O que os carrinheiros dominam é o conhecimento tácito, adquirido com as próprias experiências ao longo da vida. O homem tende a captar uma realidade e fazê-la objeto de seus conhecimentos. "Assume a postura de um sujeito cognoscente de um objeto cognoscível. Isto é próprio de todos os homens e não privilégio de alguns", diz Freire. Quando o homem compreende sua realidade, pode levantar hipóteses sobre o desafio dessa realidade e buscar soluções. Assim fazem os catadores, e as soluções por eles encontradas não dizem respeito apenas à própria subsistência.

Eles respondem por 90% de todo o lixo reciclável coletados em Curitiba. E não é pouca coisa. Das 2,4 mil toneladas de rejeitos produzidas por dia na capital e cidades vizinhas, 75% vão parar no aterro sanitário da Caximba. Os catadores retiram das ruas outras 500 toneladas, dez vezes mais do que os 170 servidores e os 27caminhões dos dois programas da prefeitura, o Lixo que não é Lixo e o Câmbio Verde. Sendo a coleta algo necessário e o poder público incapaz de recolher todo o resíduo que se produz, os coletores tornaram-se, portanto, indispensáveis.

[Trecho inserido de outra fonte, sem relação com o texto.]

PR #180, opened 2017-06-16
Added last-picture option for big-bang.

ds26gte:
Inspired by WeScheme's `stop-when`'s optional last-picture argument. However, since Pyret prefers fixed-arity procedures, this optional argument is supplied via a dedicated option called `last-picture`.

`last-picture` was also discussed in relation to Pyret in brownplt/pyret-lang#808.

### DIFF
--- a/src/web/js/trove/world-lib.js
+++ b/src/web/js/trove/world-lib.js
@@ -656,7 +656,7 @@
 
     //////////////////////////////////////////////////////////////////////
 
-    var bigBang, StopWhenHandler;
+    var bigBang, StopWhenHandler, LastPictureHandler;
 
     function BigBangRecord(top, world, handlerCreators, handlers, attribs,
                            success, fail) {
@@ -670,19 +670,23 @@
     }
 
     BigBangRecord.prototype.restart = function() {
-      var i;
+      var i, handler;
       for(i = 0 ; i < this.handlers.length; i++) {
-        if (! (this.handlers[i] instanceof StopWhenHandler)) {
-          this.handlers[i].onRegister(this.top);
+        handler = this.handlers[i];
+        if ((! (handler instanceof StopWhenHandler)) &&
+            (! (handler instanceof LastPictureHandler))) {
+          handler.onRegister(this.top);
         }
       }
     };
 
     BigBangRecord.prototype.pause = function() {
-      var i;
+      var i, handler;
       for(i = 0 ; i < this.handlers.length; i++) {
-        if (! (this.handlers[i] instanceof StopWhenHandler)) {
-          this.handlers[i].onUnregister(this.top);
+        handler = this.handlers[i];
+        if ((! (handler instanceof StopWhenHandler)) &&
+            (! (handler instanceof LastPictureHandler))) {
+          handler.onUnregister(this.top);
         }
       }
     };
@@ -736,9 +740,14 @@
       // Monitor for termination and register the other handlers.
       var stopWhen = new StopWhenHandler(function(w, k2) { k2(false); },
                                          function(w, k2) { k2(w); });
+      var lpf;
+      var handler;
       for(i = 0 ; i < handlers.length; i++) {
-        if (handlers[i] instanceof StopWhenHandler) {
-          stopWhen = handlers[i];
+        handler = handlers[i];
+        if (handler instanceof StopWhenHandler) {
+          stopWhen = handler;
+        } else if (handler instanceof LastPictureHandler) {
+          lpf = handler.lastPictureFunction;
         }
       }
       activationRecord.restart();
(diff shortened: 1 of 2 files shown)


shriram:
Thanks, but I'm not sure I'm a fan of this name. How about something like
last-image? "picture" is not a word we commonly use in world programming.

blerner:
For now, it should be a "scene", not an "image", right?

shriram:
I like that even more.

schanzer:
Didn't we talk about phasing out the distinction between Scene and Image a while back, since Scene is a holdover from Racket? We've already removed them from BS:A, and have no plans to mention them in Reactive. Why not just use Image?

ds26gte:
"Scene" is a continuous sequence of images, no?, as opposed to a static tableau?

blerner:
No, there's nothing about sequencing of images involved.  In my terminology in Fundies 2, when I do this in Java, Images are things that are placed together relatively (i.e., above, beside, overly-xy, etc), whereas Scenes can have images placed onto them at coordinates (place-image-xy).  They're canvases onto which images can be drawn, in some sense.

If we switch the image library over to the API I've proposed elsewhere, then the distinction mostly goes away, since all the various origins can get explicitly referenced, and we can get away with eliminating Scenes.

ds26gte:
OK. I was being dramatic. (Act 4, Scene 2, and the like.)

schanzer:
> If we switch the image library over to the API I've proposed elsewhere, then the distinction mostly goes away, since all the various origins can get explicitly referenced, and we can get away with eliminating Scenes.

So shouldn't this be `last-image`, as opposed to `last-scene`?

schanzer:
> If we switch the image library over to the API I've proposed elsewhere, then the distinction mostly goes away, since all the various origins can get explicitly referenced, and we can get away with eliminating Scenes.

So shouldn't this be `last-image`, as opposed to `last-scene`?

blerner:
At that point, yes.  Until then, no :)

schanzer:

No Brasil, mais gente tira o sustento do lixo do que nos hospitais ou tribunais. Há 15 mil catadores em Curitiba e região metropolitana, 800 mil em todo o país, mais do que os 700 mil advogados e os 350 mil médicos em atividade. Mas só 60 mil estão organizados em cooperativas e associações, segundo o Mo­­vimento Na­­cio­­nal de Ca­­tadores de Materiais Re­­cicláveis. Em Cu­­ri­­­­tiba e região, 500 são atendidos pelo Instituto Lixo e Ci­­dadania, que conta com 53 arranjos coletivos no Paraná.

Ali eles aprendem a trocar a cultura da competição pela de cooperação, diz o secretário executivo do Fórum Lixo e Ci­­da­­dania, Sérgio Roberto Faria. A ONG tem permitido avanços na qualidade do trabalho, tornando-os empreendedores. Os setores público e privado encontraram neles um parceiro para pôr em prática sua responsabilidade social e ambiental, e cada vez mais têm destinado lixo reciclável às associações e cooperativas de catadores. (MK)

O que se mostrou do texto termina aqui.